This race is in the tradition of Gran Fondo, Italian for "Great Endurance," meaning that, while parts of the course will be timed, it is generally a friendly, more casual ride.  

Still, 100 miles in one day is no small feat!  This will probably be the most challenging athletic event of my life thus far, and I only have 10 weeks to train for it!

I will be riding to raise money for Breakaway from Cancer, and details about how you can contribute to helping me reach my fundraising goal will follow soon.

My official century training plan starts next week - you can check out my plan here, and I will update it as the weeks until the race tick down.

But until then, baby steps!  Tomorrow morning, I will attempt my first clipped-in ride... So, wish me luck! 

Also tomorrow, I will receive my Valentine's Day gift from my truly wonderful Boyfriend [still working on a better pseudonym... perhaps "S.O." for "Significant Other"?  I'll take suggestions]... I already know what it is, and it is positively the best, most perfect gift I could imagine! :-D!!!!

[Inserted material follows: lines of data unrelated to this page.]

PR #111, opened 2026-09-08
feat(storage): hot size limits, exact hot byte counters, PRAGMA MEMORY_STATS

semihalev:
Second step of the hot store work: the hot store gets size limits, exact byte counters and a way to see them. Nothing changes in the seal itself; this PR decides when it runs and lets a writer wait for it.

**Limits**

- `hot_max_rows` (default 262,144): a commit that takes a table's committed hot rows past it raises a seal request. The checkpoint thread, which polls every 100 ms, runs the seal cycle on its next tick instead of waiting for `checkpoint_interval`. The seal's own thresholds are bounded by the same value, so a table over the limit is always sealed by that cycle. 0 turns the trigger off and leaves today's behaviour.
- `hot_max_bytes` (default 0, off): a commit whose table holds at least this many hot bytes raises the same request and waits, before it takes the seal fence, until the seal brings the table back under. The wait is bounded at 10 seconds and counted, so a long snapshot that pins rows cannot hang writers; an in-memory database never waits because nothing can seal.
- Both are DSN keys (`hot_max_rows=`, `hot_max_bytes=`) and read/write PRAGMAs (`HOT_MAX_ROWS`, `HOT_MAX_BYTES`), mirrored into atomics so the commit path never touches the config lock.

**Counters**

The arena keeps an exact byte count of the rows it holds: 16 bytes per value in place plus what heap text and extension values own, added on every insert, moved on `update_at`, taken back on `clear_at`, `clear_batch` and `clear_all`. One atomic add per row; no per-row allocation.

**PRAGMA MEMORY_STATS**

One row per table plus a `*` row with the totals:

| column | meaning |
|---|---|
| hot_rows | committed rows in the hot store |
| hot_bytes | bytes of the rows the arena holds |
| arena_slots | slots in use, deleted and cleared ones included |
| arena_capacity_bytes | what the slot vectors reserve |
| chain_entries | previous versions kept alive by version chains |
| volume_bytes | memory of the table's loaded volumes |
| admission_waits | (`*` row) commits that waited for a seal |

**Tests** (`tests/hot_limits_test.rs`, each fails on main): DSN and PRAGMA round trip; MEMORY_STATS following inserts, longer UPDATEs, chain entries and VACUUM back to zero; `hot_max_rows` sealing 50k rows with `checkpoint_interval=3600` while every row stays readable; `hot_max_bytes` keeping the peak under the limit plus one batch with waits counted; an in-memory database ignoring the byte limit. Plus an arena unit test for the byte counter.

The default trigger changes when a bulk load seals: every 262,144 rows instead of once at the next interval. Measured with the candle load probe (2.175M rows in 10-minute batches, `checkpoint_interval=3600`, release build):

| phase | main | this PR |
|---|---|---|
| bulk load | 7976 ms | 10293 ms |
| PRAGMA CHECKPOINT after the load | 3334 ms | 801 ms |
| load + checkpoint | 11310 ms | 11094 ms |

The load pays for the eight seals it now runs; the checkpoint at the end has little left to do. RSS is not lower yet: the sealed volumes stay in the eager tier and the arena keeps its capacity for reuse, which the chunked arena and the memory budget steps address.

Verification: clippy with `-D warnings`, the storage suites (`sealed_index_visibility_test`, `volume_checkpoint_test`, `snapshot_cold_test`, `volume_concurrency_test`, `arena_slot_reuse_test`, `hot_index_top_k_test`, `ordered_limited_scan_test`, `wal_truncation_test`, `failpoint_io_test`), the in-memory suite and the filedb suite.

### DIFF
--- a/src/api/database.rs
+++ b/src/api/database.rs
@@ -546,6 +546,22 @@ impl Database {
                         })?;
                         config.persistence.target_volume_rows = rows.max(65_536);
                     }
+                    // Early seal trigger per table: hot_max_rows=262144 (0 = off)
+                    "hot_max_rows" => {
+                        config.persistence.hot_max_rows = value.parse::<usize>().map_err(|_| {
+                            Error::invalid_argument(format!("invalid hot_max_rows: '{}'", value))
+                        })?;
+                    }
+                    // Commit wait above this many hot bytes per table: hot_max_bytes=0 (off)
+                    "hot_max_bytes" => {
+                        config.persistence.hot_max_bytes =
+                            value.parse::<usize>().map_err(|_| {
+                                Error::invalid_argument(format!(
+                                    "invalid hot_max_bytes: '{}'",
+                                    value
+                                ))
+                            })?;
+                    }
                     // Checkpoint on close: checkpoint_on_close=off
                     // Set to off to simulate crashes in tests (WAL not truncated)
                     "checkpoint_on_close" => {
--- a/src/common/smart_string.rs
+++ b/src/common/smart_string.rs
@@ -242,6 +242,18 @@ impl SmartString {
         }
     }
 
+    /// Bytes a heap string owns beyond the SmartString itself: the String's
+    /// capacity, which `from_string` keeps as it came. Zero when inline.
+    #[inline]
+    pub fn heap_capacity(&self) -> usize {
+        if self.tag.is_heap() {
+            // SAFETY: heap strings hold a valid Arc<String> pointer
+            unsafe { (*self.get_arc_ptr()).capacity() }
+        } else {
+            0
+        }
+    }
+
     /// Returns the length of the string in bytes.
     #[inline(always)]
     pub fn len(&self) -> usize {
--- a/src/executor/query.rs
+++ b/src/executor/query.rs
@@ -9783,6 +9783,77 @@ impl Executor {
                     Ok(Box::new(ExecutorResult::new(columns, rows)))
                 }
             }
+            "HOT_MAX_ROWS" | "HOT_MAX_BYTES" => {
+                let config = self.engine.config();
+                let columns: Vec<String> = vec![pragma_name.to_lowercase().into()];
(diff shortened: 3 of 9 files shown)


semihalev:
All four are addressed in the follow-up commit.

1. **UPDATE waiting on its own claims**: the admission wait now leaves out any table where the transaction claimed existing hot rows (`TransactionVersionStore::holds_hot_rows`, a write set entry with a read version). New test `an_update_over_the_byte_limit_does_not_wait_on_its_own_claims`: 10.2 s before, 0.2 s now.
2. **Request consumed before visibility**: the trigger moved out of `commit_all_tables`. After `complete_commit`, the commit asks through its publish hold (`PublishHold::any_table_at`, the hold keeps the transaction's stores and their parents) whether a table it wrote is at `hot_max_rows`, and only then raises the request. The rows are visible when the checkpoint thread reads it.
3. **Lost wakeup**: the seal cycle takes the admission mutex around `notify_all`.
4. **String capacity**: `SmartString::heap_capacity` reads the String's capacity for heap strings; `row_bytes` counts that instead of the length. The arena unit test now builds a value from a `String::with_capacity(4096)` and fails with length-based counting.

Verification on the new commit: clippy with `-D warnings`, the storage suites and lib tests, the in-memory suite and the filedb suite.

semihalev:
Both fixed in the follow-up commit.

1. `PublishHold::any_table_at` now takes both limits, so a commit that became visible asks for a seal when a table it wrote is at `hot_max_rows` or at `hot_max_bytes`, whether or not it waited. New test `updates_that_grow_past_the_byte_limit_request_a_seal` (`hot_max_rows=0`, `checkpoint_interval=3600`, four growing UPDATEs): no volume within 10 s before, sealed in 0.5 s now.
2. The partial commit path calls the same hook right after its `complete_commit`.

Verification on the new commit: clippy with `-D warnings`, the storage suites and lib tests, the in-memory suite and the filedb suite.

Today's Question: Have you ever raced for charity?  What was it like, and how was it different from non-philanthropic races?  Did you find that fundraising made the challenge of the race even more meaningful? 


Stephanie said...

I may have said this already but i LOVE your blog. Gives me inspiration and I just enjoy your writing style. I'm running my first half in NYC in March and I get horrible digestion problems too when I run anything more then 6miles! I'm INSANELY nervous about it! eek!

Good luck on your clipped-in ride!!!!

Laura said...

Steph, thank you SO much. I like having a blog, but, since (as you well know) it takes time and effort, I wouldn't be motivated to keep it up if other people weren't getting something out of it.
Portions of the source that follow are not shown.